Carmine Valentino Coppola (/it/; June 11, 1910 – April 26, 1991) was an American composer, flutist, pianist, and songwriter who contributed original music to the films The Godfather, The Godfather Part II, Apocalypse Now, The Outsiders, The Black Stallion, and The Godfather Part III. He is the father of film director Francis Ford Coppola. In the course of his career, he won both the Academy Award for Best Original Score and the Golden Globe Award for Best Original Score, in addition to nominations for the BAFTA Award for Best Original Music and Grammy Award for Best Score Soundtrack for Visual Media.

==Personal life==
Coppola was born in New York City, the son of Maria (née Zasa) and Agostino Coppola, who came to the United States from Bernalda, Basilicata. His brother was opera conductor and composer Anton Coppola. He was the father of August Coppola, Francis Ford Coppola and Talia Shire, and grandfather of Nicolas Cage, Sofia Coppola, Roman Coppola, Jason Schwartzman, Robert Schwartzman, and the late Gian-Carlo Coppola.

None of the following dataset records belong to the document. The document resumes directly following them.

PR #1604, opened 2022-01-13
AP-5588 Support custom multiple icons for bpmn element

dreamind:


Janite (approved):
Multiple icons can be added as expected.

PR #1605, opened 2022-01-14
Adding the default resource information to the process simulation info

lahiru-maha:


Apromore-Custom-Plugins/Process-Simulation-Info-Logic/src/main/java/org/apromore/processsimulation/service/SimulationInfoService.java
```diff
@@ -107,10 +109,12 @@ public ProcessSimulationInfo deriveSimulationInfo(
 
                 deriveGeneralInfo(builder, logSummary);
 
-                deriveTaskInfo(builder, abstraction);
+                deriveTaskInfo(builder, (AbstractAbstraction) abstraction);
 
                 deriveTimetable(builder);
 
+                deriveResourceInfo(builder, (AbstractAbstraction) abstraction);
```
raboczi: How about adding `final AbstractAbstraction abstractAbstraction = (AbstractAbstraction) abstraction;` right at the beginning of the conditional block where you test that `abstraction instanceof AbstractAbstraction` holds, and avoid having to cast `abstraction` repeatedly thereafter?

lahiru-maha: Done.

raboczi (approved):

PR #1609, opened 2022-01-16
Feature/ap 5580 commenting

dreamind:


Janite (changes requested):
When I add multiple comments on one activity, save, and re-open the model, only one comment appears on the activity instead of the number expected.

I also have a few questions:
1. Comments can not be added when opening the model in view mode. Is this something that will be added as part of a separate PR?
2. The comments should contain the first and last name of the user who left it. Also want to check if that should be included in this PR or part of another.

Apromore-Core-Components/Apromore-Portal/src/main/java/org/apromore/portal/dialogController/BPMNEditorController.java
```diff
@@ -435,7 +436,7 @@ private void pushViewModeParameters(final String bpmnXML) {
     param.put("viewOnly", true);
     param.put("langTag", getLanguageTag());
     param.put("doAutoLayout", "false");
-
+    param.put("username", currentUserType.getUsername());
```
Janite, line 439: currentUserType is null at this point. We need to move the line where currentUserType is set (line 118) before the view link is opened (lines 112 - 116).

Janite (changes requested):

Janite (approved):

PR #1613, opened 2022-01-18
AP-5645: Add support in PD portal plugin to allow other plugins to open it with log filter criteria

brucenguyen1:
Changes:
- Add PDPluginAPI, the openWithFilters method has logFilters param.
- Changes in PDFrequencyPlugin and PDAbstractPlugin to handle openWithFilters 
- Changes in PDController to handle log filtering when opening.


shapon2004 (approved):
Looks fine!

PR #1617, opened 2022-01-19
AP-5410 Title Name Change based single or multiple selection

shapon2004:
when exporting more than one log, can we change the title of the following window from “Download log” to “Download logs”


franklma (approved):
LGTM

PR #1619, opened 2022-01-19
Adding a conditional checkbox to include or exclude simulation parameters at the time of BPMN export

lahiru-maha:


raboczi (approved):

dreamind (approved):

Apromore-Custom-Plugins/Process-Discoverer-Portal-Plugin/src/main/java/org/apromore/plugin/portal/processdiscoverer/eventlisteners/BPMNExportController.java
```diff
@@ -263,52 +270,62 @@ private void save() throws Exception {
         if (parent.getContextData().getLogName() != null) {
             defaultProcessName = parent.getContextData().getLogName().split("\\.")[0];
         }
+
+        String conditionalMessage =
+            simulationInfoService.isFeatureEnabled() ? parent.getLabel("includeSimulationParams_message") : null;
+
```
brucenguyen1: The condition of "simulationInfoService is not enabled" is combined into the handling of whether the user wants to have simulation data in the exported model. Instead, when "simulationInfoService is not enabled", it's better to have a little warning message somewhere saying "The service to extract the simulation data is not enabled, model exported won't have simulation data", rather than showing nothing and let the user go ahead export it (without the simulation data). This behaviour (if happens) should be handled a bit differently rather than combining it into the same way of handling "when the checkbox is not checked".

brucenguyen1 (commented):
Reviewed with comment to make it more explicit and intuitive in handling the condition "when the service flag for SimulationInfoLogic is not enabled". It is implicit and combined atm.

Apromore-Custom-Plugins/Process-Discoverer-Portal-Plugin/src/main/java/org/apromore/plugin/portal/processdiscoverer/eventlisteners/BPMNExportController.java
lahiru-maha: So the idea of the simulationInfoService.isFeatureEnabled() method is to act as the feature toggle. Meaning for some clients this could be purposefuly toggled off. I wonder if in that case displaying a warning message is a good idea, and might cause confusion? i.e. warning for a feature they were never meant to have in the first place. Since the simulator is only meant for enterprise clients, it might be a good idea to hide this for non enterprise clients? 

You raise a valid point though that the two conditions, feature disabled, and user selecting not to export simulation params may need to be treated differently. Maybe, if the feature is enabled, the checkbox is selected by default, and a warning could be issued if the user deselects the checkbox. Let me check what the business expectation around this would be.

brucenguyen1: "Since the simulator is only meant for enterprise clients": not sure what you meant "simulator" feature. For this particular code, "Process-Simulation-Info-Logic" is located in ApromoreCore (it extracts data from log), the editor is Core, the simulation panel in the editor is Core, so it is public.

lahiru-maha: Oh. I was under the impression the simulation panel in the editor was an EE only feature, hence my comment on the extraction of simulation parameters (via the Process-Simulation-Info-Logic) being a hidden feature, that if enabled would only add the simulation params, but would be useless to non EE users.

brucenguyen1: In case the service is not available for any reason (just as the code can detect that), a little warning/footer note like "*BPMN model will be exported without statistics extracted from logs" makes sense to me, but just go ahead, it's not a big deal.

lahiru-maha: Done. made the changes to add a warning footnote if the feature is disabled

brucenguyen1 (approved):

PR #1622, opened 2022-01-20
Standardising the checkstyle configuration to the root project, so all modules can share a single template

lahiru-maha:
Moving the checkstyle template from the submodules into the root project, so
1.  There is one standard template
2. it can be shared by all submodules
3. template can be imported into development IDEs


franklma (approved):
works as expected

raboczi (approved):
Looks good, makes sense, and minimal.

raboczi (changes requested):
I tried building ApromoreEE/development against ApromoreCore/dev/standardising-checkstyle and the :Apromore-Custom-Plugins:Process-Simulation-Info-Logic:checkstyleMain task failed.  Can you confirm whether this also happens for you?

raboczi (approved):
Looks like I had an older commit; now everything builds correctly.  Approved!

PR #1637, opened 2022-01-24
AP-5643 Toggle attachment display

dreamind:
- Fix replaceAll in safari
- Limit image upload


Janite (approved):
The toggle and image upload limit work as expected.

PR #1639, opened 2022-01-25
AP-5697 Restrict login based on login permission instead of role

Janite:
Changes in this PR:

- Added a portal login permission to the database.
- Updated list of granted authorities to include both roles and permissions, instead of only roles.
- Prevent users from logging in based on whether they have a role with login permission instead of the name of their role.

### DIFF
--- a/Apromore-Core-Components/Apromore-Manager/src/main/java/org/apromore/security/impl/UsernamePasswordAuthenticationProvider.java
+++ b/Apromore-Core-Components/Apromore-Manager/src/main/java/org/apromore/security/impl/UsernamePasswordAuthenticationProvider.java
@@ -223,10 +223,9 @@ public class UsernamePasswordAuthenticationProvider implements AuthenticationPro
     }
 
     /**
-     * Retrieves the correct ROLE or PERMISSION type depending on the access level, where access level is an Integer.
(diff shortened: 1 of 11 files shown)


Apromore-Core-Components/Apromore-Manager/src/main/java/org/apromore/security/impl/UsernamePasswordAuthenticationProvider.java
```diff
@@ -222,7 +223,7 @@ private Authentication authenticatedToken(User user, Authentication original) {
     }
 
     /**
-     * Retrieves the correct ROLE type depending on the access level, where access level is an Integer.
+     * Retrieves the correct ROLE or PERMISSION type depending on the access level, where access level is an Integer.
      * Basically, this interprets the access value whether it's for a regular user or admin.
      *
      * @param access an integer value representing the access of the user
```
raboczi: This doc comment seems to be out of date, since the `access` parameter is a set of `Role`s rather than an integer.

raboczi (commented):
Breaking out PORTAL_LOGIN as a permission definitely tidies things up. There's a doc comment I propose to tidy up before merging it.

raboczi (approved):

PR #767, opened 2026-03-18
docs: update substrait builder javadoc and spelling

mbwhite:
Update to the JavaDoc for the Substrait Builder (and fix a spelling mistake)

This is ahead of some new functions coming in a follow on pr.

### DIFF
--- a/CHANGELOG.md
+++ b/CHANGELOG.md
@@ -1,6 +1,12 @@
 Release Notes
 ---
 
+## [0.86.1](https://github.com/substrait-io/substrait-java/compare/v0.86.0...v0.86.1) (2026-03-22)
+
+### Bug Fixes
+
+* **javadoc:** partial isthmus ([#759](https://github.com/substrait-io/substrait-java/issues/759)) ([8ffa3b3](https://github.com/substrait-io/substrait-java/commit/8ffa3b32ab6d5359575a531c3e0911958eb43713))
+
 ## [0.86.0](https://github.com/substrait-io/substrait-java/compare/v0.85.0...v0.86.0) (2026-03-19)
 
 ### Features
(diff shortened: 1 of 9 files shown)


core/src/main/java/io/substrait/dsl/SubstraitBuilder.java
```diff
@@ -49,25 +49,72 @@
 import java.util.stream.Collectors;
 import java.util.stream.Stream;
 
+/**
+ * A builder class for constructing Substrait query plans using a fluent API.
```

Coppola died in Northridge, California, at the age of 80 in 1991. His wife, Italia, died in 2004 in Los Angeles. According to Francis, his father suffered from a stroke on the night of the Academy Awards, due to the shock of not winning an award for "Best Original Song". Both Coppola and his wife are buried at San Fernando Mission Cemetery.

==Career==
Coppola played the flute. He studied at Juilliard, later at the Manhattan School of Music and privately with Joseph Schillinger. During the 1940s, Coppola worked under Arturo Toscanini with the NBC Symphony Orchestra. Then in 1951, Coppola left the Orchestra to pursue his dream of composing music. During that time he mostly worked as an orchestra conductor on Broadway and elsewhere, working with his son, filmmaker Francis Ford Coppola, on additional music for his Finian's Rainbow.

Carmine contributed to the music performed in the wedding scene in The Godfather (1972). Later, his son called on him to compose additional music for the score of The Godfather Part II (1974), in which he and his father received an in-movie tribute with the characters Agostino and Carmine Coppola, who appear in a deleted scene from the young Vito Corleone flashback segments. Principal score composer Nino Rota and Carmine together won Oscars for Best Score for the film. He also composed most of the score for The Godfather Part III (1990). He made cameo appearances in all three Godfather films as a conductor.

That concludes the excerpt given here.